#### [Required action]
For the material that follows, state the number of lines where "better" occurs, and add nothing.
BEGIN
PR #738, opened 2022-02-23
Avoid PHP 8.1 deprecation notices

claudiu-cristea:
## Description

With PHP 8.1, we get this message:

> Return type of Drupal\og\Event\PermissionEvent::offsetGet() should either be compatible with IteratorAggregate::offsetGet(): mixed, or the #[\ReturnTypeWillChange] attribute should be used to temporarily suppress the notice

This happens for all methods defined in `IteratorAggregate`.

## The fix

We add proper return strict typing for the methods except for `\Drupal\og\Event\PermissionEvent::offsetGet()` because we cannot type-hint to `mixed` as this return type has been introduced only in PHP 8.0 but we still keep the module compatible with PHP 7.4. In that case we use `#[\ReturnTypeWillChange]`

### DIFF
--- a/.travis.yml
+++ b/.travis.yml
@@ -3,9 +3,9 @@ dist: bionic
 language: php
 
 php:
-  - 7.4
-  - 8.0
-  - 8.1
+  - '7.4'
+  - '8.0'
+  - nightly
 
 env:
   global:
--- a/.travis.yml
+++ b/.travis.yml
@@ -5,6 +5,7 @@ language: php
 php:
   - 7.4
   - 8.0
+  - 8.1
 
 env:
   global:
@@ -18,6 +19,8 @@ env:
 matrix:
   exclude:
     - php: 7.4
+      env: TEST_SUITE=PHP_CodeSniffer
+    - php: 8.0
       env: TEST_SUITE=PHP_CodeSniffer
 
 mysql:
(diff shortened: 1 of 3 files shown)


.travis.yml
```diff
@@ -3,8 +3,9 @@ dist: bionic
 language: php
 
 php:
-  - 7.4
-  - 8.0
+  - '7.4'
+  - '8.0'
```
MPParsley, line 7:
```suggestion
  - '8.0'
  - '8.1.0'
```

claudiu-cristea: @MPParsley I would prefer `nightly` because <8.1.3 have security vulnerabilities (PHP 8.1.3 was a security release). So, either `>=8.1.3` or `nightly`. I would say let's keep `nightly` until PHP >=8.1.3 is available

composer.json
```diff
@@ -26,12 +26,22 @@
...
         "php": "^7.4 || ^8",
+        "cweagans/composer-patches": "^1.7",
         "drupal/core": "^9.2"
     },
     "require-dev": {
         "drupal/coder": "^8.2",
         "phpunit/phpunit": "^7 || ^8",
         "slevomat/coding-standard": "~6.0"
     },
+     "extra": {
```
MPParsley, line 37: Looks like https://www.drupal.org/project/coder/issues/3250986 has been fixed by @klausi. Perhaps @klausi or @pfrenssen could create a new release for coder?

claudiu-cristea: Until then, I think, we can live with the patch

MPParsley (approved):

Issue #749, opened 2022-09-08
Update Role Change forms to be aware of group & member without using tempstore.private


dipakmdhrm:
## Problem/Motivation
Og has two forms (`OgAddMultipleRolesForm` & `OgRemoveMultipleRolesForm`) to add/remove group roles for a group memeber.

Both these form extend the `OgChangeMultipleRolesFormBase` class which stores the group & member data in `tempstore.private`.

This makes it a little complicated to alter these forms and do any kind of logic that needs to be aware of current group and the member for which the roles are being updated.

## Proposed resolution
There are two options:

1. Pass the group & member data in `$form_state`
2. Update the current paths for role add & remove from `/group/roles/add` & `/group/roles/remove` to `/group/{group}/roles/add/{member}` & `/group/{group}/roles/remove/{member}` respectively. This will allow developers to get the group & member data from path.

I'd actually recommend that we do both.

PR #750, opened 2022-10-13
Pass membership data in form_state for roles add/remove form.

dipakmdhrm:
#749

### DIFF
--- a/og.api.php
+++ b/og.api.php
@@ -59,7 +59,7 @@ function hook_og_user_access_alter(array &$permissions, CacheableMetadata $cache
  * Implements hook_form_FORM_ID_alter().
  */
 function hook_form_og_membership_remove_multiple_roles_action_form_alter(array &$form, FormStateInterface $form_state, string $form_id) {
-  // Get access to current group and selected memberships when on role remove
+  // Get access to current group and selected memberships when we're on role remove
   // form.
   $memberships = $form_state->getTemporaryValue('selected_memberships');
   $group = $form_state->getTemporaryValue('current_group');
--- a/og.api.php
+++ b/og.api.php
@@ -59,12 +59,11 @@ function hook_og_user_access_alter(array &$permissions, CacheableMetadata $cache
  * Implements hook_form_FORM_ID_alter().
  */
 function hook_form_og_membership_remove_multiple_roles_action_form_alter(array &$form, FormStateInterface $form_state, string $form_id) {
-  // Get access to current group and selected memberships when we're on role remove
-  // form.
+  // Get access to current group and selected memberships when we're on the role
+  // remove form.
   $memberships = $form_state->getTemporaryValue('selected_memberships');
-  $group = $form_state->getTemporaryValue('current_group');
 
-  $form['roles']['#options'] = array_filter($form['roles']['#options'], function ($key) use($memberships, $group) {
+  $form['roles']['#options'] = array_filter($form['roles']['#options'], function ($key) use($memberships) {
     // Code to filter out options based on data from memberships and group.
   }, ARRAY_FILTER_USE_KEY);
 }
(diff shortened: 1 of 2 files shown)


amitaibu:
I think a better solution is what you proposed in https://github.com/Gizra/og/issues/749

> Update the current paths for role add & remove from /group/roles/add & /group/roles/remove to /group/{group}/roles/add/{member} & /group/{group}/roles/remove/{member} respectively. This will allow developers to get the group & member data from path.

dipakmdhrm:
> I think a better solution is what you proposed in #749
> 
> > Update the current paths for role add & remove from /group/roles/add & /group/roles/remove to /group/{group}/roles/add/{member} & /group/{group}/roles/remove/{member} respectively. This will allow developers to get the group & member data from path.

Implementing this wouldn't be possible because of use of actions to add/remove roles. 

og-actions

This is a problem for our proposed implementation because of 2 reasons:
1. My proposed implementation (`/group/{group}/roles/add/{member}`) only considers addition/removal of roles for just 1 member at a time. However, actions allows user to select multiple members and bulk update roles for them.
2. Actions (example, publish node, set flag etc.) are supposed to be self contained and are not usually expected to pass data in a next step to some form. Actions are in no way connected to a new form on a new page (like our proposed form at /group/{group}/add/roles) and we need some way to pass the list of selected members to the form. That's why we need tempstore. 

I tried to find other modules where something similar was set up in hope I might find a way. But even in other modules (views_bulk_edit for example) tempstore is used.

That unfortunately leaves us with the fallback of passing membership data from form build to form alter for people to be able to use it.

In conclusion: I ended up spending way too much time only to end up with disappointment :sweat_smile:

amitaibu:
Having it in the form_state then would be fine :+1:

amitaibu:
@dipakmdhrm this needs more work

dipakmdhrm:
Added examples in `og.api.php`

og.api.php
```diff
@@ -54,6 +55,34 @@ function hook_og_user_access_alter(array &$permissions, CacheableMetadata $cache
   $cacheable_metadata->addCacheableDependency($config);
 }
 
+/**
+ * Implements hook_form_FORM_ID_alter().
+ */
+function hook_form_og_membership_remove_multiple_roles_action_form_alter(array &$form, FormStateInterface $form_state, string $form_id) {
+  // Get access to current group and selected memberships when on role remove
```
amitaibu:
```suggestion
  // Get access to current group and selected memberships when we're on role remove
```

src/Form/OgChangeMultipleRolesFormBase.php
```diff
@@ -93,6 +93,17 @@ public function buildForm(array $form, FormStateInterface $form_state) {
       '#value' => $this->t('Submit'),
     ];
 
+    // Set selected memberships & group in form state. This can be used by
+    // developers to alter the roles form.
```
amitaibu:
```suggestion
    // Set selected memberships in the form state. This can be used by
    // to alter the roles form.
```

src/Form/OgChangeMultipleRolesFormBase.php
```diff
@@ -93,6 +93,17 @@ public function buildForm(array $form, FormStateInterface $form_state) {
...
+    $memberships = $this->getMemberships();
+    if (empty($memberships)) {
+      return $form;
+    }
+    $membership = current($memberships);
+    $group = $membership->getGroup();
```
amitaibu: Can this be removed? We can extract the group from the Membership

amitaibu (commented):
Still WIP?

src/Form/OgChangeMultipleRolesFormBase.php
dipakmdhrm: Removed

amitaibu:
@dipakmdhrm can you please work on a PR to fix the Travis errors (against the `8.x-1.x` branch)

dipakmdhrm:
> @dipakmdhrm can you please work on a PR to fix the Travis errors (against the `8.x-1.x` branch)

WIP: https://github.com/Gizra/og/pull/763
@amitaibu

claudiu-cristea:

Issue #744, opened 2022-07-29
Routing error when viewing Membership Types overview page


cofihouse:
I'm getting a WSOD post install when visiting the membership types administration page. Here's the error:

`Symfony\Component\Routing\Exception\MissingMandatoryParametersException: Some mandatory parameters are missing ("membership_type") to generate a URL for route "entity.og_membership_type.auto_label". in Drupal\Core\Routing\UrlGenerator->doGenerate() (line 181 of C:\wamp64\www\list\core\lib\Drupal\Core\Routing\UrlGenerator.php).`

I can visit the edit/add pages if I input the direct route.

jludwig:
See: https://github.com/Gizra/og/pull/751

cofihouse:
@jludwig pull request fixes my issue

PR #751, opened 2022-10-13
Fix machine name mismatch in OgMembershipType link template vs route

jludwig:
The link template in OgMembershipType specifies {membership} as a placeholder, but the parameter name in og.routing.yml is {og_membership_type}. This cause issues when another module tries to add additional links, like in #744 and https://gitlab.com/drupalspoons/devel/-/issues/443

I prefer the more specific og_membership_type over membership_type, but an alternative fix would be to change the parameter names in og.routing.yml.

### DIFF
--- a/src/Entity/OgMembershipType.php
+++ b/src/Entity/OgMembershipType.php
@@ -46,8 +46,8 @@ use Drupal\og\OgMembershipTypeInterface;
  *     "description"
  *   },
  *   links = {
- *     "edit-form" = "/admin/structure/membership-types/manage/{membership_type}",
- *     "delete-form" = "/admin/structure/membership-types/manage/{membership_type}/delete",
+ *     "edit-form" = "/admin/structure/membership-types/manage/{og_membership_type}",
+ *     "delete-form" = "/admin/structure/membership-types/manage/{og_membership_type}/delete",
  *     "collection" = "/admin/structure/membership-types",
  *   }
  * )


cofihouse (approved):
Corrects the issue for me.

Lancelight:
This patch doesnt do anything to fix the problem.  As far as I can tell, all it does is modify a PHP comment?  That certainly wont affect how PHP reacts to anything unless comments are now executable (which I doubt).  It didnt solve the problem of Devel module complaining with the following:

Uncaught PHP Exception Symfony\\Component\\Routing\\Exception\\MissingMandatoryParametersException: "Some mandatory parameters are missing ("membership_type") to generate a URL for route "entity.og_membership_type.devel_load"." at core/lib/Drupal/Core/Routing/UrlGenerator.php line 181

jludwig:
@Lancelight

The problem is a mismatch between the plugin definition and the route. The plugin definition is defined PHP comment you saw. See annotations for an explanation of how this comment affects functionality: https://www.drupal.org/docs/drupal-apis/plugin-api/annotations-based-plugins

Edit:  Make sure to clear caches after applying this patch.

Lancelight:
I read that annotations link and from what I can gather, the benefit is less memory for the PHP compiler since compiler ignores comments.  Sneaky lol.  IDK if it actually makes any noticeable difference but in theory it sounds like it might.  :D

Anyway,
I actually did try to add the comments to the file (preserving the correct indentations),  but it didnt change the behavior nor change the error message.  I tried uninstall/reinstall of devel,  cleared caches,  nothing seemed to fix the error (other than uninstalling devel which isnt what I want to do) I was running into which feels eerily similar to the issue this patch is supposed to fix.  Is there another file that needs to be modified?  I did not upgrade OG at all,  just added this patch.  Moshe from devel module is the one that pointed me at this issue item.

This is what I have for og in composer.json

"type": "package",
            "package": {
                "name": "gizra/og",
                "version": "dev-8.x-1.x",
                "type": "drupal-module",
                "dist": {
                    "url": "https://github.com/Gizra/og/archive/8.x-1.x.zip",
                    "type": "zip"

MPParsley (approved):

PR #754, opened 2022-11-19
D10 compatibility

claudiu-cristea:
## Review notes

* I've added `::accessCheck()` to all entity queries (see https://www.drupal.org/node/3201242) without any argument, meaning the _access is checked_. I did this in order to preserve the current code behavior. However, I'm not sure that this is correct for all the cases. It's not in the scope of this PR to fix potential cases where the entity query should bypass the current user access constraint. The module maintainer should carefully review each case and fix potential cases in a followup.
* See the hack and the comment I've added in `OgRole::calculateDependencies()`. The module maintainer should weight on the `@todo` and, potentially, handle that in a followup.

### DIFF
--- a/.travis.yml
+++ b/.travis.yml
@@ -28,6 +28,8 @@ matrix:
       env: TEST_SUITE=PHP_CodeSniffer
     - php: 8.0
       env: TEST_SUITE=10.0.x
+    - php: 8.1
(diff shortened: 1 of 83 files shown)


MPParsley (approved):
Thank you @claudiu-cristea!

Issue #758, opened 2023-04-06
OgMembershipAccessControlHandler has a fatal error when trying to use JSON:API to create memberships


pwolanin:
`\Drupal\og\OgMembershipAccessControlHandler::createAccess()` has a fatal error when it's called in any normal way via REST or JSON:API.  It only works from the OG UI when called as a route access check from `\Drupal\og\Access\OgMembershipAddAccessCheck::access()`

The problem resolves around the use of `$context['group']` to try to generate a cid when we probably don't even get much advantage from caching this access result (you'd have to be creating multiple in the same page load).

Should probably be resolved by not bothering to try to try to cache.  Also possibly get the current group from the OG Context if it's not passed in.  Finally,  seems like the general goal of this is that the group context and the group the membership is being created for should match - that might need some kind of additional validation constraitnt?

PR #759, opened 2023-04-07
Prevent fatal error in membership create access check

pwolanin:
fix for #758

### DIFF
--- a/src/OgMembershipAccessControlHandler.php
+++ b/src/OgMembershipAccessControlHandler.php
@@ -37,6 +37,13 @@ class OgMembershipAccessControlHandler extends EntityAccessControlHandler implem
   protected $membershipManager;
 
   /**
+   * Instance of the OgContext service.
+   *
+   * @var \Drupal\og\ContextProvider\OgContext
+   */
+  protected $ogContext;
+
+  /**
    * Constructs a OgMembershipAccessControllHandler object.
    *
    * @param \Drupal\Core\Entity\EntityTypeInterface $entity_type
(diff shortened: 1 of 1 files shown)


src/OgMembershipAccessControlHandler.php
```diff
@@ -103,16 +114,10 @@ public function createAccess($entity_bundle = NULL, AccountInterface $account =
...
-    $cid = 'create:' . $context['group']->getEntityTypeId() . ':' . $context['group']->id();
-    if ($entity_bundle) {
-      $cid .= ':' . $entity_bundle;
-    }
-
-    if (($access = $this->getCache($cid, 'create', $context['langcode'], $account)) !== NULL) {
-      // Cache hit, no work necessary.
-      return $return_as_object ? $access : $access->isAllowed();
+    if (empty($context['group'])) {
+      $context['group'] = $this->ogContext->getGroup();
```
amitaibu, line 120: I think that if we don't have `$this->ogContext->getGroup();` then we should return early.

btw, How are you passing the group info via RESTful?

pwolanin: @amitaibu in this case we are using JSON:API and the group context is populated via the query string.  

We have our own version we use instead, but basically very similar to `\Drupal\og\Plugin\OgGroupResolver\RequestQueryArgumentResolver`

Ours does not require a second plugin to confirm since we need to have group context for JSON:API requests of various kinds.

pwolanin: We make sure to order the plugins so if you already found a group context from e.g. a node or other entity in the web or JSON:API request you cannot change it.

amitaibu: Thanks. I still think we would need to add a check for an existing `$this->ogContext->getGroup();` as some faulty 3rd party `RequestQueryArgumentResolver` plugin might not pass the context correctly, and we'd end up without a group here.

Does it make sense, or am I'm missing your point?

pwolanin: I just ran into this problem again today. Ending up without a group is fine - it falls back to global permissions.

amitaibu (approved):
Looks good to me. @MPParsley can be merged?

amitaibu:
Thanks!

PR #764, opened 2023-12-22
[Drupal 10.2] Using a translatable string as a category for field type is deprecated

claudiu-cristea:
See https://www.drupal.org/node/3375748

### DIFF
--- a/og.field_type_categories.yml
+++ b/og.field_type_categories.yml
@@ -1,3 +1,3 @@
 og:
   label: Organic groups
-  description: Organic group fields
+  description: Organic groups fields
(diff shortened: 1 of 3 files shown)


joelpittet:
@claudiu-cristea Are there any negatives for pre 10.2 with this change? Looks good I just am not sure where that is used in 10.1 off hand

claudiu-cristea:
The only thing I can see is that the category will be rendered as lowercase and untranslated in the admin UI.

There's no way to fix this in a definitions alter hook because that acts after the depreciation error message has been broadcasted.

amitaibu:
@bboro ^^

claudiu-cristea:
Since https://www.drupal.org/project/og/issues/3467694 was merged into the `8.x-1.x` branch, the development has been moved to https://www.drupal.org/project/issues/og. If this change is still actual, please open an issue at https://www.drupal.org/project/issues/og and provide there a _merge request_ similar with this pull request.

Issue #861, opened 2026-08-08
benchmark: negation/keyword regex accepts false limitation claims (7+ verifiers)


morluto:
## Summary

Limitation validators use `any(term in text for term in (...))` with no negation scoping. A limitation like "This finite counterexample proves a general theorem" passes because it contains "finite" and "general theorem" — the negation context is ignored. Some verifiers have a blocklist (`"formally verified"`, `"proof-assistant verified"`) but it doesn't catch affirmative claims phrased differently.

## Confirmed cases

| Benchmark | Verifier | Issue |
|-----------|----------|-------|
| elementwise-fixed-no-global-invariant | `tests/verifier.py:23-55` | Accepts "This finite counterexample proves a general theorem" (contains "finite" + "general theorem" + "only") |
| newton-polygon-factorization-audit | `tests/verifier.py:29-38` | Accepts "Dumas's theorem is formally verified" if it also contains "newton polygon" and "not formal" elsewhere |
| algebraic-independence-transfer-audit | `tests/verifier.py:23-29` | Accepts contradictory limitation statements |
| marginal-joint-product-audit | `tests/verifier.py:28-38` | Limitation negation not associated with the broad claim |
| fractional-ratio-proof-repair | `tests/verifier.py:23-32` | Evidence terms not associated with asserted relationships |
| local-ring-diagonal-similarity-certificate | `tests/verifier.py:22-37` | Same pattern |
| finite-scheme-rational-points-audit | `tests/verifier.py:25-31` | Same pattern |

## Origin

Unresolved Codex review threads on:
- #519 — "Account for negation in evidence claims" / "Reject affirmative limitation claims"
- #517 — "Reject limitations that affirm formal verification"
- #525 — "Reject contradictory limitation statements"
- #520 — "Associate limitation negation with the broad claim"
- #521 — "Associate evidence terms with their asserted relationships"

## Scope

Substring presence cannot capture semantic negation scope. Require structured limitation fields or use clause-level parsing that binds negation to the claim it modifies. Per-task fix but root cause is shared.

Generated with [Devin](https://devin.ai)

morluto:
Current-main revalidation: keep open. Unordered substring/regex checks cannot establish negation scope or clause association. Convert the affected tasks to structured limitation/claim fields with exact obligation IDs where possible; otherwise treat prose as qualitative output, not deterministic verifier evidence. Do not add a larger keyword/negation regex engine. Track shared protocol migration under #1011.

[...]

PR #1368, opened 2026-08-13
fix(benchmarks): accept natural local-ring evidence phrasing

yuelgrace1810-ops:
## What changed

- accept the natural `PA = BP` spelling in the local-ring evidence explanation
- accept subject-before-verb wording such as “the diagonal entries match”
- add a focused regression using the exact equivalent phrasing observed in the paired benchmark evaluation
- refresh the task verifier checksum

## Why

Round 5 of the controlled Harbor evaluation produced a mathematically correct, fully bound certificate. The verifier recomputed the certificate successfully but assigned zero evidence validity because its phrase list recognized `PA=BP` without spaces and “match the diagonal,” while rejecting the equivalent `PA = BP` and “the diagonal entries match.”

This is a localized alternative-valid-representation rejection. It does not change the mathematical certificate, assurance ceiling, scope, or fail-closed behavior.

## Overlap

PR #1256 changes Jacobian's typed tool interface and does not touch this benchmark verifier. Open issue #861 concerns affirmative false limitation claims being accepted; it does not own this inverse failure mode.

## Validation

- focused task regression: 20 passed
- selected generic verifier attacks: 12 passed
- selected task contract validation: passed
- exact task Oracle: passed
- `make check`: passed
- `git diff --check`: passed


morluto:
wow nice job grace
END
#### [Answer box]
2